On Monday night, the Excelsior Springs Board of Education granted tentative approval to a new alternative education program that would pair low adult/student ratios with specialized help in an effort to keep more local youngsters in the classroom.
According to Superintendent of Schools John Lacy, the program would be available to all levels and abilities, but would be designed for those who have had trouble in the classroom. Among these would be those who have been given short- and long-term out-of-school suspensions, as well as students with an individual education plan.
“We see a lot of benefit to this,” Lacy said. “This would be an alternative to removing students from school long-term, it will help on our MSIP 5 results and we could realize some savings because we could bring home some students that are currently contracted out for education assistance outside the district.”
The long-term suspensions put students particularly at risk, Lacy explained. While these suspensions are the results of disciplinary issues, the longer a student is out of school, the less likely it is that he or she will ever return. Offering an alternative education program would allow them to continue to work toward a diploma.
“We’ve talked about this before,” said board member Troy Snelling, “because we really are losing a lot of kids. Alternative education used to part of the program, and I think it’s a great idea to have alternative placement.”
Lacy thanked him for the support, but gave much of the credit for the plan to Director of Student Services Erin Oligschlaeger.
Board member Terry Krier asked whether the plan would be open to students with in-school suspensions, as well, and wondered how behavioral problems would be addressed.
Lacy explained that ISS would remain in the individual school buildings, and even the OSS students would probably have a threshold of a certain number of days out of school before they could enter the alternative education program.
For special education students, however, Lacy said it would offer far more options for education and any behavioral problems because it would allow those students to work closely with adults to address their issues.

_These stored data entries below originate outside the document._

PR #416, opened 2020-03-13
[BPK-3678] Update to mockk and refactor tests

tiagoengel:
# Mockk

This updates the mocking library to [mockk](https://mockk.io/) because of a few issues I had with Mockito, but especially because mockito does not support mocking final classes (classes that cannot be extended), which was forcing us to open the classes just so we could test them.

Another reason for the move is that this lib is much better for Kotlin code.

The tests now will only work with API >= 28 which is already the API used to create the `bpk-avd` emulator so no changes are needed.

# Refactoring

I've found a bug when any of the Android views is mocked, all tests that run after the mock will fail with some weird internal error in the mocking lib (this is true for both mocking libs), so I decided to refactor the code a bit to make the logic of handling state updates and rendering the view less coupled. It's now possible to do this [test](https://github.com/Skyscanner/backpack-react-native/pull/416/files#diff-fa9e16e0dc120f7cec6e29ebc9878d30R226) without having to mock the whole view.

Another benefit is that the logic to handle state update doesn't need to be repeated inside every bridge component anymore.

+ [x] `UNRELEASED.md`
+ [x] `README.md`
+ [x] Tests

### DIFF
--- a/CONTRIBUTING.md
+++ b/CONTRIBUTING.md
@@ -196,9 +196,9 @@ You can also run the tests in 'watch mode', which means the process will continu
 <details>
 <summary>Run Android emulators manually</summary>
 
-The setup process detailed in *[Prerequisites](#prerequisites)* created two Android emulators. One with API version 27 and another with 21.
+The setup process detailed in *[Prerequisites](#prerequisites)* created two Android emulators. One with API version 28 and another with 21.
 
-To run these manually, run `npm run android:emulator` or `npm run android:emulator:min` to run API versions 27 and 21 respectively.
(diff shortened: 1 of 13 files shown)


CONTRIBUTING.md
```diff
@@ -196,9 +196,9 @@ You can also run the tests in 'watch mode', which means the process will continu
 <details>
 <summary>Run Android emulators manually</summary>
 
-The setup process detailed in *[Prerequisites](#prerequisites)* created two Android emulators. One with API version 27 and another with 21.
+The setup process detailed in *[Prerequisites](#prerequisites)* created two Android emulators. One with API version 28 and another with 21.
```
tiagoengel: This was outdated, the command to create the avd uses api 28.

PR #420, opened 2020-03-17
Bpk 3758 add dialog bridge tests

georgegillams:

+ [ ] `UNRELEASED.md`
+ [x] `README.md`
+ [x] Tests

### DIFF
--- a/ios/nativeTests/RCTBPKDialogManagerTests.m
+++ b/ios/nativeTests/RCTBPKDialogManagerTests.m
@@ -1,0 +1,65 @@
+/*
+ * Backpack - Skyscanner's Design System
+ *
+ * Copyright 2016-2020 Skyscanner Ltd
+ *
+ * Licensed under the Apache License, Version 2.0 (the "License");
+ * you may not use this file except in compliance with the License.
+ * You may obtain a copy of the License at
+ *
+ *   http://www.apache.org/licenses/LICENSE-2.0
+ *
+ * Unless required by applicable law or agreed to in writing, software
+ * distributed under the License is distributed on an "AS IS" BASIS,
+ * WITHOUT WARRANTIES OR CONDITIONS OF ANY KIND, either express or implied.
+ * See the License for the specific language governing permissions and
+ * limitations under the License.
+ */
+
+#import <XCTest/XCTest.h>
+
+#import <BackpackReactNative/RCTBPKDialog.h>
+#import <BackpackReactNative/RCTBPKDialogManager.h>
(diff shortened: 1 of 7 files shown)


ios/nativeTests/RCTBPKDialogManagerTests.m
```diff
@@ -0,0 +1,90 @@
...
+@property(nonatomic, strong) RCTBPKDialog *dialogView;
+@property(nonatomic, strong) BPKDialogController *dialogController;
+@end
+
+@implementation RCTBPKDialogManagerTests
+
+- (void)setUp {
+    self.dialogViewManager = [[RCTBPKDialogManager alloc] init];
+    UIView *view = [self.dialogViewManager view];
+    NSAssert([view isKindOfClass:RCTBPKDialog.class], @"Dialog manager should provide a view of type RCTBPKDialog");
```
k0nserv: I would recommend against using `NSAssert` in tests and asserts in `setUp`.  Can we create a dedicated test to assert this fact with `XCTAssert` instead?

ios/nativeTests/RCTBPKDialogManagerTests.m
```diff
@@ -0,0 +1,90 @@
...
+
+    BPKDialogControllerStyle dialogStyleBottomSheet = [RCTConvert BPKDialogControllerStyle:@"bottomSheet"];
+    XCTAssertTrue(dialogStyleBottomSheet == BPKDialogControllerStyleBottomSheet);
+
+    // test that invalid values fall back to a sensible default
+    BPKDialogControllerStyle dialogStyleInvalid = [RCTConvert BPKDialogControllerStyle:@"invalid"];
+    XCTAssertTrue(dialogStyleInvalid == BPKDialogControllerStyleAlert);
+}
+
+- (void)testSettingBasicProperties {
```
k0nserv: Where we have used `performSelector:` here we are relying on a private implementation detail of the controller, this will mean the tests can start failing because of internal refactoring in `BPKDialogController` which isn't great.

ios/nativeTests/RCTBPKDialogManagerTests.m
k0nserv: Can we also check that the delegate gets correctly set?

ios/nativeTests/RCTBPKDialogManagerTests.m
k0nserv: `UIAlertController` exposes these properties and lets you set them after creation so mabye we should just algin with that? It will be  more familiar and let's us test them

Disciplinary problems would be kept at a minimum, he added, because there would be only about four students for each adult. Additionally, if a student is more disruptive than can be handled by the low adult/student ratio, then that student would be removed from the program.
Initially, Lacy said, he expected the program to have up to 20 students and about four staff members—two teachers and two assistants. The initial budget would be approximately $170,000, but there would be reimbursement from the state to help recoup some costs.
Board member Steve Houck asked if Lacy had any locations in mind, and he said there were a few potential sites—but he was waiting to hear the board’s general thoughts before pursuing the matter any further. With the board’s unanimous support Monday night, Lacy said he would begin considering options for not just location, but staff and transportation as well.
Doing some rough calculations, Snelling estimated that the program could easily result in a cost savings for the district, rather than an expense.
The school district has roughly 2,900 out-of-school suspension days annually, spread out among the schools and students, Snelling said. If even 80 percent of them used the alternative education program, Snelling pointed out, then the school district would still receive most of the state funding for the OSS students.
“So we wouldn’t lose those funds,” Snelling said.
“And it wouldn’t be a lost kid, either,” Lacy added.
“It’s a win-win for everyone,” Snelling concluded.